[Required work]
Each line from the one holding "For now I tried" through the final line of the data below is to be given again exactly, and no other line is to appear.

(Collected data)
%%
PR #11590, opened 2020-04-06
Feature/support private at sites

khaykov:
This PR adds support for loading media from private Atomic sites.

Companion [Flux-C](https://github.com/wordpress-mobile/WordPress-FluxC-Android/pull/1531) PR needs to be merged first.

There are two main changes:
- If the site is private atomic, we load [Photon](https://developer.wordpress.com/docs/photon/) media using different base URL (media proxy). Most of the changes are related to this method.
- We use a cookie to load media in Editor, Reader post details and site/post preview.

Since the use case for this is relatively small, I wanted to avoid adding too much new logic, and instead integrated the behavior into existing flow with (hopefully) minimal amount of interruption.

There are a couple of steps to test the changes:
- Using a8c account and wpcalypso.wordpress.com (important) create a site with a business plan, perform AT by installing a plugin and set the site to private.
- Using App, switch to the abovementioned site.

Site preview:
- From MySite screen, preview the site on the web by tapping on the site name, or View Site button. You should be able to view the site.

Editor:
- Create a new post, set a featured image to it and add an image to the post content. Publish the post.
- View post from post list. It should be displayed correctly.
- Open post in Block editor. The image in the post should be displayed correctly.
- Open post in Aztec. The image in the post should be displayed correctly.

Reader:
- Navigate to the reader, and select Following tab.
- From subfilter select the private AT site we are testing.
- Notice that the featured image in the post is displayed correctly in the reader post list.
- Open the post details. Notice that the image in the post is displayed correctly.

When testing cookie authentication, you might encounter cookie loading with a modal dialog. 
Cookie loading injects into normal content loading flow and interrupts it if necessary. Loading will continue as normal after the cookie is retrieved. A cookie Progress dialog is cancellable, and when canceled the normal flow of content render will resume. 

PR submission checklist:


develric:
Hi @khaykov , was looking into this PR and was able to get the described scenarios to work correctly 👍; while looking into it I noticed the following and I thought to leave this quick note for you to double check.

In the Posts list, if I ask for a VIEW on a published post or for a PREVIEW on a draft post I get something like the following:

<p align="center">
  
</p>

Let me know if I can help in reproducing in case it is setup specific 😊

khaykov:
Thank you, @develric ! A mistake on my part - I assumed Post preview is launched in the same way as site preview, but it's not. Added a private site id to post preview launcher, so it should work.

Also fixed issue where site preview was always behaving thinking that the site is private.

khaykov:
There is one hard to tackle issue - when you play with calypso settings while the app is open, the app can (and will) get out of sync with calypso. This affects all parts of our app, and I don't think there is much we can do at this point.

PR #11598, opened 2020-04-07
Using Gravatar in me menu.

### LINKED ISSUE #10511: Gravatar vs Icon in the Me Section menu.
As part of the **Information Architecture project** we are moving the access of the Me section from Bottom Navigation bar to a menu in My Site section (see  #10495).

A dedicated PR has been created for this (see #10498). Note that in this PR we used the "ic_user_circle_white_24dp" icon for the My site section menu.

This issue has been created as a reminder to track eventual further discussion about the convenience or not to use the user Gravatar instead of the "ic_user_circle_white_24dp" icon in the menu.

cc @planarvoid and @osullivanchris .

develric:
Fixes #10511

This PR adds the Gravatar to the Me menu.

**NOTE 1:** I opened a related issue #11599 documenting an accessibility issue I noticed while working on this; I think we can manage it in a dedicated task PR.

**Note 2:** working on this PR I saw some alignment issue we have in various places where we use/show the gravatar; when it is changed in the app not all places get updated if they were previously accessed (see for example the My Site > Comments section if you have commented on your site and visualized the comment with Gravatar before to change it). AFAIU and if I'm not missing something obvious (in that case there is not actual issue 😜) it is due to caching behaviours (at Glide level and at API side level; also tried to use the `signature` to invalidate the glide cache but many times one of the Glide cache level seems to be used anyway [see [here](https://bumptech.github.io/glide/doc/caching.html) for more glide caching details]). 
For now I tried to align the two gravatar behavior in Me section and in Me menu (also not sure it is only something limited to gravatar). 

**NOTE 3:** I think currently we are not robust in catching an update in the Gravatar from the web. So for example if the app is opened and already showed a section with the gravatar (so it is cached) an update of the gravatar is not triggered (at least this is what I got). If I'm not missing something and reviewer confirms the above, probably make sense to face all this wider task in dedicated PRs effort. Using something like the `MeGravatarLoader` maybe can help but does not manage the sync with a web Gravatar change (I needed to clean the cache to get it updated and synched along the app).

### WP.com and JP site
- check you get the `not set` or your set gravatar in the Me menu and Me section

| Not set Gravatar | Set Gravatar |
|---|---|
| image | image |

- Change/set the gravatar and check you get the correct updated one in both Me menu and Me section

### Self-hosted site added by address
- Check you get the generic user icon like below in the menu

<p align="center">
  
</p>

### Smoke test
Smoke test the menu functionality to access the Me Section.

PR submission checklist:

### DIFF
--- a/WordPress/src/main/java/org/wordpress/android/ui/main/MeFragment.java
+++ b/WordPress/src/main/java/org/wordpress/android/ui/main/MeFragment.java
@@ -48,6 +48,7 @@ import org.wordpress.android.networking.GravatarApi;
 import org.wordpress.android.ui.ActivityLauncher;
 import org.wordpress.android.ui.RequestCodes;
 import org.wordpress.android.ui.accounts.HelpActivity.Origin;
+import org.wordpress.android.ui.main.utils.MeGravatarLoader;
 import org.wordpress.android.ui.media.MediaBrowserType;
 import org.wordpress.android.ui.photopicker.PhotoPickerActivity;
 import org.wordpress.android.ui.photopicker.PhotoPickerActivity.PhotoPickerMediaSource;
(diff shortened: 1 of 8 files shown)


develric:
To ease a bit the design review adding this image below hoping it helps (each grid square is 8dp wide)

<p align="center">
  
</p>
%%
[Solution to this problem]
For now I tried to align the two gravatar behavior in Me section and in Me menu (also not sure it is only something limited to gravatar). 

**NOTE 3:** I think currently we are not robust in catching an update in the Gravatar from the web. So for example if the app is opened and already showed a section with the gravatar (so it is cached) an update of the gravatar is not triggered (at least this is what I got). If I'm not missing something and reviewer confirms the above, probably make sense to face all this wider task in dedicated PRs effort. Using something like the `MeGravatarLoader` maybe can help but does not manage the sync with a web Gravatar change (I needed to clean the cache to get it updated and synched along the app).

### WP.com and JP site
- check you get the `not set` or your set gravatar in the Me menu and Me section

| Not set Gravatar | Set Gravatar |
|---|---|
| image | image |

- Change/set the gravatar and check you get the correct updated one in both Me menu and Me section

### Self-hosted site added by address
- Check you get the generic user icon like below in the menu

<p align="center">
  
</p>

### Smoke test
Smoke test the menu functionality to access the Me Section.

PR submission checklist:

### DIFF
--- a/WordPress/src/main/java/org/wordpress/android/ui/main/MeFragment.java
+++ b/WordPress/src/main/java/org/wordpress/android/ui/main/MeFragment.java
@@ -48,6 +48,7 @@ import org.wordpress.android.networking.GravatarApi;
 import org.wordpress.android.ui.ActivityLauncher;
 import org.wordpress.android.ui.RequestCodes;
 import org.wordpress.android.ui.accounts.HelpActivity.Origin;
+import org.wordpress.android.ui.main.utils.MeGravatarLoader;
 import org.wordpress.android.ui.media.MediaBrowserType;
 import org.wordpress.android.ui.photopicker.PhotoPickerActivity;
 import org.wordpress.android.ui.photopicker.PhotoPickerActivity.PhotoPickerMediaSource;
(diff shortened: 1 of 8 files shown)


develric:
To ease a bit the design review adding this image below hoping it helps (each grid square is 8dp wide)

<p align="center">
  
</p>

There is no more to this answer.